Las Vegas Aces is the new name for the former San Antonio Stars, MGM Resorts execs provide details on team

Early Monday morning, the WNBA tweeted that a special announcement was scheduled for later that day from Las Vegas’ Mandalay Bay, the new home of the relocated former San Antonio Stars.

The Aces are the second major professional sports team in Las Vegas, following the NHL’s Vegas Golden Knights. The NFL’s Oakland Raiders are expected to relocate to city by the 2020 season. The WNBA’s Aces will play 17 home games at the Mandalay Bay Events Center.

Mandalay Bay’s president and chief operating officer Chuck Bowling opened the event with a brief welcome followed by introductory comments from basketball analyst LaChina Robinson.

Robinson went down the list of stakeholders and guests in attendance at the event including:

  • Las Vegas Aces president of basketball operations and head coach Bill Laimbeer
  • WNBA president Lisa Borders
  • Las Vegas mayor Carolyn Goodman
  • Las Vegas players Kayla Alexander and Moriah Jefferson
  • Former WNBA player Erin Thorn
  • Clark County Commissioner Steve Sisolak
  • MGM Resorts International president Bill Hornbuckle
  • Student-athletes from Centennial High School and Spring Valley High School
  • Pro athletes from other leagues including players from the Vegas Golden Knights

Borders followed Robinson on the podium, expertly providing a hype woman vibe to help get the attendees excited about the announcement.

“We are ecstatic to officially welcome the Las Vegas Aces to the WNBA family,” said Borders. “The Aces are already embracing the opportunity to develop a deep connection with the local community, and we can’t wait to watch them bring the WNBA’s brand of world-class basketball to their new home in 2018.”

Las Vegas’ mayor Carolyn Goodman, a transplant from the East Coast to the city who arrived out West in 1964, spoke after Borders. She commented that “welcoming the WNBA to Las Vegas is a natural progression” given the sports teams that have recently made the city home. However, she said her city stands out. “But trust me, there’s nothing like Vegas,” said Goodman.

Sisolak stepped up to the mic next. He lauded the efforts of team owner, MGM Resorts International, in bringing a WNBA franchise to Las Vegas to add to the portfolio of sports entities in the city.

Robinson came back to the podium to introduce MGM Resorts International president Bill Hornbuckle.

Hornbuckle revealed some nitty gritty details about team ticket prices.

Fans can make a deposit for Las Vegas Aces tickets through Deposits can be applied toward season tickets, multi-game packs, or single game tickets.

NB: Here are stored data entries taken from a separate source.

Issue #442, opened 2021-04-10
Tabulation reports should include number of seats for each contest


benadida:

eventualbuddha:
Where do we put it on the report? @beausmith

beausmith:
@arsalansufi - Here is my guidance…

- [ ] Logic: when a Candidate Contest has more than 1 seat, append the number of seats to the contest title using: `<Text as="span" small noWrap>({contest.seats} seats)</Text>`
- [ ] Ensure there is a space between the end of the contest title and the span.

The finished result should look like this:

<img width="1134" alt="image" src="https://user-images.githubusercontent.com/28444/160925881-c455a8e1-a044-42db-85a0-6cbed1725d29.png">

My goals here:
- use typographic solution for simplicity.
- attempt to not cause the content to wrap (hence not placing # seats in the "ballots/overvotes/undervotes" line.
- associate the seats value with the title of the contest.

arsalansufi:
Thanks Beau!

PR #1678, opened 2022-04-08
Add number of seats for contests with >1 seat to tabulation reports

arsalansufi:
## Overview

Issue link: https://github.com/votingworks/vxsuite/issues/442

This PR adds the number of seats for contests with >1 seat to tabulation reports for clarity.

## Demo screenshots

_Contest with two seats_

two-seats

_Contest with two seats, multiline header_

two-seats-multiline-1

_Contest with one seat (unchanged, no added text)_

one-seat

## Testing plan 

- [x] Tested manually (as shown above)
- [x] Added snapshot and unit tests

## Checklist

### DIFF
--- a/libs/ui/src/contest_tally.test.tsx
+++ b/libs/ui/src/contest_tally.test.tsx
@@ -1,0 +1,103 @@
+import React from 'react';
+import {
+  CastVoteRecord,
+  Election,
+  ExternalTally,
+  Tally,
+} from '@votingworks/types';
+import { computeTallyWithPrecomputedCategories } from '@votingworks/utils';
+import {
+  electionMultiPartyPrimaryWithDataFiles,
+  electionSample2WithDataFiles,
+} from '@votingworks/fixtures';
+import { render } from '@testing-library/react';
+
+import { ContestTally } from './contest_tally';
+
+function parseCvrsFileContents(cvrsFileContents: string): CastVoteRecord[] {
+  const lines = cvrsFileContents.split('\n');
+  return lines
+    .filter((line) => line.length > 0)
+    .map((line) => JSON.parse(line) as CastVoteRecord);
+}
+
+function constructTally(cvrsFileContents: string, election: Election): Tally {
+  const castVoteRecords = parseCvrsFileContents(cvrsFileContents);
+  const { overallTally } = computeTallyWithPrecomputedCategories(
+    election,
+    new Set(castVoteRecords),
+    []
+  );
+  return overallTally;
+}
+
+describe('ContestTally', () => {
+  let election: Election;
+  let electionTally: Tally;
+  let externalTallies: ExternalTally[];
+
+  beforeEach(() => {
+    election = electionSample2WithDataFiles.electionDefinition.election;
+    electionTally = constructTally(
+      electionSample2WithDataFiles.cvrDataSmall1,
+      election
+    );
+    externalTallies = [];
+  });
+
+  it('Renders', () => {
+    const { container } = render(
+      <ContestTally
+        election={election}
+        electionTally={electionTally}
+        externalTallies={externalTallies}
+      />
+    );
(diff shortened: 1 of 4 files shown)


arsalansufi:
Design q for you @beausmith 

I followed the designs that you specified in https://github.com/votingworks/vxsuite/issues/442 for the multiline header case. The spacing looks fine when some of the larger title text spills onto to the second line (left), but the spacing feels a bit funny when only the smaller seat text spills onto the second line (right), e.g. the space between the seat text and "N ballots cast" feels small. Curious if you want to make any adjustments.

two-seats-multiline-1 two-seats-multiline-2

carolinemodic (commented):
Code LGTM but I'll let @beausmith sign off on the design

libs/ui/src/contest_tally.test.tsx
```diff
@@ -0,0 +1,103 @@
...
+import { ContestTally } from './contest_tally';
+
+function parseCvrsFileContents(cvrsFileContents: string): CastVoteRecord[] {
+  const lines = cvrsFileContents.split('\n');
+  return lines
+    .filter((line) => line.length > 0)
+    .map((line) => JSON.parse(line) as CastVoteRecord);
+}
+
+function constructTally(cvrsFileContents: string, election: Election): Tally {
```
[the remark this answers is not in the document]
arsalansufi: Yeah I was thinking about this! At the bare minimum, let me move this `constructTally` function to `@votingworks/test-utils`

beausmith (approved):
Thanks for this note. I measured and they distance is the same between the lines on both the screenshots you shared. I do agree that it "feels" a little different though. Let's push this as is and revisit if we find that we get more feedback about it.

arsalansufi:
Sounds good!

libs/ui/src/contest_tally.test.tsx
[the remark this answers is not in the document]
arsalansufi: Changed my mind slightly and moved `parseCvrsFileContents` to `@votingworks/test-utils` while leaving `constructTally` in this file, since `constructTally` is now just a combination of one helper from `@votingworks/test-utils` and another from `@votingwork/utils` 

https://github.com/votingworks/vxsuite/pull/1678/commits/817e02c737fc7282fc9fc17b8085947f18ddf164

libs/ui/src/contest_tally.test.tsx
```diff
@@ -0,0 +1,92 @@
...
+  const castVoteRecords = parseCvrsFileContents(cvrsFileContents);
+  const { overallTally } = computeTallyWithPrecomputedCategories(
+    election,
+    new Set(castVoteRecords),
+    []
+  );
+  return overallTally;
+}
+
+describe('ContestTally', () => {
```
eventualbuddha, line 23: For the most part our tests have been using the top-level `test` without any `describe` nesting. We still have some older ones that use this pattern, but we generally haven't been creating new ones.

arsalansufi: Got it! I've historically liked having the ability to pair `describe`s with `beforeEach`s  for sub-conditions and corresponding setup. So I'm curious how we would feel about this "primarily flat but nested when helpful" structure:

```
beforeEach(() => {
  // Common setup
});

test(...);

test(...);

describe('When pigs fly', () => {
  beforeEach(() => {
    // Additional setup for a subset of tests
    allowPigsToFly();
  });

  test(...);

  test(...);
});
```

eventualbuddha: Personally I prefer to either copy the shared setup into each `test` or to split the file into multiple test files.

jonahkagan: I didn't know about this convention and been using `describe` as well. Seems like a good topic for an eng meeting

“This is a great time to bring women’s professional basketball to the Las Vegas community,” added Hornbuckle. “The WNBA represents some of the world’s best athletes and will showcase its incredible talent for our hometown fans. Young girls and boys in our city will undoubtedly gain dynamic role models for professionalism, teamwork, dedication and discipline.”

Laimbeer also took to the mic to express his excitement at being in charge of a new team and his role.

“Selecting a new name is an important and symbolic step,” said Laimbeer, a two-time WNBA Coach of the Year and four-time NBA All-Star. “Las Vegas has enthusiastically embraced us, and we’re incredibly excited for this opportunity. We have a strong roster driven to succeed, which makes this name an ideal choice. ‘Las Vegas Aces’ is a nod to the excellence, confidence and competitive spirit of our new hometown.”

The introduction of the team name and logo was conducted via a short video, confetti that streamed down on attendees and the unfurling of massive banners with the team name, logo and colors followed by photo ops on the stage.

MGM Resorts International is an S&P 500 company (NYSE: MGM). It received unanimous approval from the WNBA and NBA Board of Governors in October in connection with its purchase and relocation of the team from San Antonio to Las Vegas. The company is home to more than 20 world-class arenas, theaters and outdoor venues, selling 8 million tickets annually for live events from entertainment to combat sports.